-- Source data follows --

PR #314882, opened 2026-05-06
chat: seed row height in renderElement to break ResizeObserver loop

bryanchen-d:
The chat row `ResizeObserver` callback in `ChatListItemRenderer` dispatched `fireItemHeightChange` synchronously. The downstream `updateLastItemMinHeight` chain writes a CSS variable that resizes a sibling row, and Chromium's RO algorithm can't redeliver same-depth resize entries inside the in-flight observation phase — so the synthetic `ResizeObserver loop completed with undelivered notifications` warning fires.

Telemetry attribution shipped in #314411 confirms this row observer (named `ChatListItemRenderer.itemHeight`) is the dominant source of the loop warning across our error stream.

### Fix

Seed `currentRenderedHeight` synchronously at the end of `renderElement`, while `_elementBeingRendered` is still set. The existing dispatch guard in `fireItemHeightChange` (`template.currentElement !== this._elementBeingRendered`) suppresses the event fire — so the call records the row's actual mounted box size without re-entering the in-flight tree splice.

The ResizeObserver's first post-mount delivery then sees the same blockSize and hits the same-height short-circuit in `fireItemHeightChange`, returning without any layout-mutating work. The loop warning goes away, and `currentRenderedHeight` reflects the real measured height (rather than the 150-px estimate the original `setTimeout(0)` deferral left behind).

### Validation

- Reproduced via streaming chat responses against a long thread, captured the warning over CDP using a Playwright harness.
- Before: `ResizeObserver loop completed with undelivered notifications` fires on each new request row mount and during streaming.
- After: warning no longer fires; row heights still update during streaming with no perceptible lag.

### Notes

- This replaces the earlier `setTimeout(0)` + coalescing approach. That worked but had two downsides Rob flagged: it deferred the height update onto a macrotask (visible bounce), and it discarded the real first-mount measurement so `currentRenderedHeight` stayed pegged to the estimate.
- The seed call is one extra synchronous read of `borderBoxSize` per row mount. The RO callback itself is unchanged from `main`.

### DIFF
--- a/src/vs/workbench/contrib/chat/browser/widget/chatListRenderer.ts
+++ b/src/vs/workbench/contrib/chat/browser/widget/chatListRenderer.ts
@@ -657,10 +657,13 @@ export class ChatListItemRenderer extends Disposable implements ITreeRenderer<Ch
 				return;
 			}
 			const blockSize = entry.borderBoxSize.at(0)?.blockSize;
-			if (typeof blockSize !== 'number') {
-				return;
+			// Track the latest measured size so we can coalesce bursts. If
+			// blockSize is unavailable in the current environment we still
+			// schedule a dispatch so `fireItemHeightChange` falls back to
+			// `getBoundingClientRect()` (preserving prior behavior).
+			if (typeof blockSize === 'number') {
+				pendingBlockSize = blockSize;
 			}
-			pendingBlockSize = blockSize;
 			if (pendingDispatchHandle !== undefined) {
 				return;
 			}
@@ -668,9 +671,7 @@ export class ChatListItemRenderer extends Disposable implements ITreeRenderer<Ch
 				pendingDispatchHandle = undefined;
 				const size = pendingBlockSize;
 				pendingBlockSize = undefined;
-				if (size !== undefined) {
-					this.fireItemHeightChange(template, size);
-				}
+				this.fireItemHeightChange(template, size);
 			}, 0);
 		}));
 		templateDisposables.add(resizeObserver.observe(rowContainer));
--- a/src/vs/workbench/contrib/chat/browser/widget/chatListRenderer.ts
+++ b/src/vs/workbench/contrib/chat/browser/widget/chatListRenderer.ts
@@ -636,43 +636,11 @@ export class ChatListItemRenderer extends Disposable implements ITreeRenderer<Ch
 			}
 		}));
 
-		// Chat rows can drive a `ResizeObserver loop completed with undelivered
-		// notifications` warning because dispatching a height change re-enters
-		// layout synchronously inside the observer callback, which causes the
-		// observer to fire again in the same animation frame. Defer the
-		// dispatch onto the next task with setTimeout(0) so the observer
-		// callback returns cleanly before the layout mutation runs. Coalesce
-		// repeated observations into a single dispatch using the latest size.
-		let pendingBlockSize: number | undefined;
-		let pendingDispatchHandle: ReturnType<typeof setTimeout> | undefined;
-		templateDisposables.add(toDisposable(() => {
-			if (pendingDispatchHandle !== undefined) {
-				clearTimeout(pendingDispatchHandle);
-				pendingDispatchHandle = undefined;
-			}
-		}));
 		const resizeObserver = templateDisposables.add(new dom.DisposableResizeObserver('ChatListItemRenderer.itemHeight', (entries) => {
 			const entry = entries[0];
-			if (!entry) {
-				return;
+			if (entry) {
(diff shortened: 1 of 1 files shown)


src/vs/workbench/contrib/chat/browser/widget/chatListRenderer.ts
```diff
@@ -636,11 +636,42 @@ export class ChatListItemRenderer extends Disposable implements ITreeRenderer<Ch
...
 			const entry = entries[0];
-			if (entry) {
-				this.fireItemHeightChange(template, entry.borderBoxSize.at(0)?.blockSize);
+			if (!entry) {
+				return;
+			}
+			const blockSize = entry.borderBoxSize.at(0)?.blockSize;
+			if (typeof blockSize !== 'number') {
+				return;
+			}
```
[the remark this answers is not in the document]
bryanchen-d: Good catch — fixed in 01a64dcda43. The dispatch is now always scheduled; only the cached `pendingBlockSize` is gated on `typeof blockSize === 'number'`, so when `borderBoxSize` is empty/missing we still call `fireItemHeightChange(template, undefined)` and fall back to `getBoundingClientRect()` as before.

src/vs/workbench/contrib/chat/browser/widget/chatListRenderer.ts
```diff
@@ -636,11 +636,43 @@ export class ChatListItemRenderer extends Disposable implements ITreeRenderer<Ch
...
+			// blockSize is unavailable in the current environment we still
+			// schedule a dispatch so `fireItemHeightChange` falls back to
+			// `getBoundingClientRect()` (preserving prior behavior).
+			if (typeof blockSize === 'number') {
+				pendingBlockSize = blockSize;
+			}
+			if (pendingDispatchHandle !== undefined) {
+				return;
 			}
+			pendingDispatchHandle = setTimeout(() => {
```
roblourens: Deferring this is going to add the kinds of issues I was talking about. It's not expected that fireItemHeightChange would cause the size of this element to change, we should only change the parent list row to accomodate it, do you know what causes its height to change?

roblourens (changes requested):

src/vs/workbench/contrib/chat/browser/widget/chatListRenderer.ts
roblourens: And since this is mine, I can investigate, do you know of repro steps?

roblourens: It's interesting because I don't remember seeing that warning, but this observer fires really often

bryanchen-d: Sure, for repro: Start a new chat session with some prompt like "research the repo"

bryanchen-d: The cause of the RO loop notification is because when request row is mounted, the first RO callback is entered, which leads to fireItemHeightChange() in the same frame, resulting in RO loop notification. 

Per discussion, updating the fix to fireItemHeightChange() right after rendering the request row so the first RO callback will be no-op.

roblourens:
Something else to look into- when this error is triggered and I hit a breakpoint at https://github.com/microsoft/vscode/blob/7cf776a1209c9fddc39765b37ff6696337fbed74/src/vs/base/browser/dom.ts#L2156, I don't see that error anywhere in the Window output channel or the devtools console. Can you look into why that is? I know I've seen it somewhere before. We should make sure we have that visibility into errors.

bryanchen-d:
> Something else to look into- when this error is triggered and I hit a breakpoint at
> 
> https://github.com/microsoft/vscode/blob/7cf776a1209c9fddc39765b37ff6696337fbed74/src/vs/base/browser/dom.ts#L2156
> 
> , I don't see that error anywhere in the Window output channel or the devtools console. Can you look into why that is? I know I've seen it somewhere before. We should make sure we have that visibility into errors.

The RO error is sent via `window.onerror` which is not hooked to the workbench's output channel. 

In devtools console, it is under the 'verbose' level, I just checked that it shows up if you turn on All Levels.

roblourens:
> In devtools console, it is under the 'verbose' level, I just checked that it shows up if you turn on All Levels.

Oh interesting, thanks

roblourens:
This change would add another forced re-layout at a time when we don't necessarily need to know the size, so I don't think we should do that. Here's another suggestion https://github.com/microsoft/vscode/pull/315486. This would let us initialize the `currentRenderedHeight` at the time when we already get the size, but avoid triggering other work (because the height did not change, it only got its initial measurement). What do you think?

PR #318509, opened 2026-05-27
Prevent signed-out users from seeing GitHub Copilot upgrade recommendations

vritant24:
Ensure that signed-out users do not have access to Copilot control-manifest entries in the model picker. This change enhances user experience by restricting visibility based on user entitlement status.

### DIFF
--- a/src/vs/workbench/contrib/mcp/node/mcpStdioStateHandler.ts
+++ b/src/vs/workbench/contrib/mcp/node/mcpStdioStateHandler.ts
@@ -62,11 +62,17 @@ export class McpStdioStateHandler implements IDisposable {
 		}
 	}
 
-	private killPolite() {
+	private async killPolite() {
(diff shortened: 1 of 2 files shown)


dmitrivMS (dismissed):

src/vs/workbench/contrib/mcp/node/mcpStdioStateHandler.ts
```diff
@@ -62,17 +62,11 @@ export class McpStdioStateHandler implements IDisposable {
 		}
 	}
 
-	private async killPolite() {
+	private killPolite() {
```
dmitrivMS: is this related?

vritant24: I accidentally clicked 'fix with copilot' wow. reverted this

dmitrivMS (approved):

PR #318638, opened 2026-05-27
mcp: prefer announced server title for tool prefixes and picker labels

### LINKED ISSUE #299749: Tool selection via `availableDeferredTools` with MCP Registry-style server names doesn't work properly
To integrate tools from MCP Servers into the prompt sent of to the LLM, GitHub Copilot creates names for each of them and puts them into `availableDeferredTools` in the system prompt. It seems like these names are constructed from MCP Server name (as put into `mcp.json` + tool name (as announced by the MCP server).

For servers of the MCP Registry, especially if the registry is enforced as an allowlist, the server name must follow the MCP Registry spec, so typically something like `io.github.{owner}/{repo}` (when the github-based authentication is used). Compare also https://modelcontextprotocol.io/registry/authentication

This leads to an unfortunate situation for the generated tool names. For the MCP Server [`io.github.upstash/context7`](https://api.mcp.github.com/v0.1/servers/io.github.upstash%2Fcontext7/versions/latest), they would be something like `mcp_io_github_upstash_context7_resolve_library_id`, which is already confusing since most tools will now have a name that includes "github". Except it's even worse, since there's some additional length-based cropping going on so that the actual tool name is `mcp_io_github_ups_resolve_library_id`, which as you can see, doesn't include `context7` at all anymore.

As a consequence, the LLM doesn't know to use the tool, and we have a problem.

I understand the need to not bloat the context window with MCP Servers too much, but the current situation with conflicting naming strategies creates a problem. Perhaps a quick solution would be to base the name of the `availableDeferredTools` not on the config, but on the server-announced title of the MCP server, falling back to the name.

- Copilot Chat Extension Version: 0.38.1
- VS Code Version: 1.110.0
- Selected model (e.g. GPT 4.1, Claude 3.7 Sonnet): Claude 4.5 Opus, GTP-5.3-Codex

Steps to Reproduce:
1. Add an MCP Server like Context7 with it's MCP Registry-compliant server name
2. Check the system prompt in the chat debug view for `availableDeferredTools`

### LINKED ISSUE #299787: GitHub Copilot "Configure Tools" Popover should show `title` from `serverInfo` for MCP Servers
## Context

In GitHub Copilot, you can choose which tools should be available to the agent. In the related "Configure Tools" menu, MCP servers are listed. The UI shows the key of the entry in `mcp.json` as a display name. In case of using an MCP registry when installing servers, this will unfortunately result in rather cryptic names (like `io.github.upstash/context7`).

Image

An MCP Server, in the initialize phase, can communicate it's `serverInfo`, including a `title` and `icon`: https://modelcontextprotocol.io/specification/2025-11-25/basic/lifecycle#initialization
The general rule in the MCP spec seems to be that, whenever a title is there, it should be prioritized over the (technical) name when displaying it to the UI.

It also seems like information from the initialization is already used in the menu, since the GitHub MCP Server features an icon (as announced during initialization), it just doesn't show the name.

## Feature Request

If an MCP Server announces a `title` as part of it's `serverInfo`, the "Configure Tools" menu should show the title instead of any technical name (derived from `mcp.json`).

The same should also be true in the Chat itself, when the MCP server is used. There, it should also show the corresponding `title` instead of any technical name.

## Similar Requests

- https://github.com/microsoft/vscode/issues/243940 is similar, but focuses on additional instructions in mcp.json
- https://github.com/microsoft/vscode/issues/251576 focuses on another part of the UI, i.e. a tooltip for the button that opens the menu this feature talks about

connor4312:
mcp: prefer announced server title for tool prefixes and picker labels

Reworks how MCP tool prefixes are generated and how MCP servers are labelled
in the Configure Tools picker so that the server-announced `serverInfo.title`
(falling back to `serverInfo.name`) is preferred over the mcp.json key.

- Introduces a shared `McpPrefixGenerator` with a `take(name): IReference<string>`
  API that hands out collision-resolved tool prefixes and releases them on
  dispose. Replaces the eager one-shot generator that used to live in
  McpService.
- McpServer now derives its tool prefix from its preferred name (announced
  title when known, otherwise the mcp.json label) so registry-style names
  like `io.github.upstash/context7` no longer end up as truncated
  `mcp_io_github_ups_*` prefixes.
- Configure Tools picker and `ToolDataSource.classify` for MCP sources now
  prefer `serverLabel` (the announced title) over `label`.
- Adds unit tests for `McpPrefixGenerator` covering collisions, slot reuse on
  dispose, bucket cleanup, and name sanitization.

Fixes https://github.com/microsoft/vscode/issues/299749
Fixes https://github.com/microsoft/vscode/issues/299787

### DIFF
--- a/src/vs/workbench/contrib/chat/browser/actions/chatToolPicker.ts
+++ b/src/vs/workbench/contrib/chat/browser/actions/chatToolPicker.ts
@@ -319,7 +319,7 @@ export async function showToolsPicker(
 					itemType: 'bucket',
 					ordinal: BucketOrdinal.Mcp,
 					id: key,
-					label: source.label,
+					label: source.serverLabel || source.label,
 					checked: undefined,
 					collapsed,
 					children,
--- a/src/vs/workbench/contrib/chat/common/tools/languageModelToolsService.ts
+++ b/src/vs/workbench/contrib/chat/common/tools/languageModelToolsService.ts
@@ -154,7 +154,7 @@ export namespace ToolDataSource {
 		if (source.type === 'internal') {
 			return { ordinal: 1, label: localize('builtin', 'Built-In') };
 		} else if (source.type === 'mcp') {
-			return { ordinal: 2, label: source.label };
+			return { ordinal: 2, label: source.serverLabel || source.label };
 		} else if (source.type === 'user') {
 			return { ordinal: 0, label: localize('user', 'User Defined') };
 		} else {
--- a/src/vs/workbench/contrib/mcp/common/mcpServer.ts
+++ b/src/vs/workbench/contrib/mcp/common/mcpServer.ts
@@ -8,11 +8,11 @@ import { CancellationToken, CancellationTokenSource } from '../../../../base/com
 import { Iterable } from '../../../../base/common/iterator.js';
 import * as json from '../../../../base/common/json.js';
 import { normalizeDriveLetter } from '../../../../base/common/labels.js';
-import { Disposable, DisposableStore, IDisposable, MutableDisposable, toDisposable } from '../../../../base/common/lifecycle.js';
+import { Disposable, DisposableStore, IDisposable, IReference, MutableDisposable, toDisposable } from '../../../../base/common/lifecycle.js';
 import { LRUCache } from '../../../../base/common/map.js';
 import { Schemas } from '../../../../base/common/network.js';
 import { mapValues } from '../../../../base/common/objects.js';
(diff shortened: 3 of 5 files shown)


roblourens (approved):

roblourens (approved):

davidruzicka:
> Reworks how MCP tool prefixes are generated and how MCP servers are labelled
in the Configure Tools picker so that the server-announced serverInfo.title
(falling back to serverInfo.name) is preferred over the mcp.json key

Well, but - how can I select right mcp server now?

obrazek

-- Source data concluded --

#### [Problem statement]
Copy out each line of the data that includes the string "entries".

#### [The completed task]
The chat row `ResizeObserver` callback in `ChatListItemRenderer` dispatched `fireItemHeightChange` synchronously. The downstream `updateLastItemMinHeight` chain writes a CSS variable that resizes a sibling row, and Chromium's RO algorithm can't redeliver same-depth resize entries inside the in-flight observation phase — so the synthetic `ResizeObserver loop completed with undelivered notifications` warning fires.
 		const resizeObserver = templateDisposables.add(new dom.DisposableResizeObserver('ChatListItemRenderer.itemHeight', (entries) => {
 			const entry = entries[0];
 			const entry = entries[0];
Ensure that signed-out users do not have access to Copilot control-manifest entries in the model picker. This change enhances user experience by restricting visibility based on user entitlement status.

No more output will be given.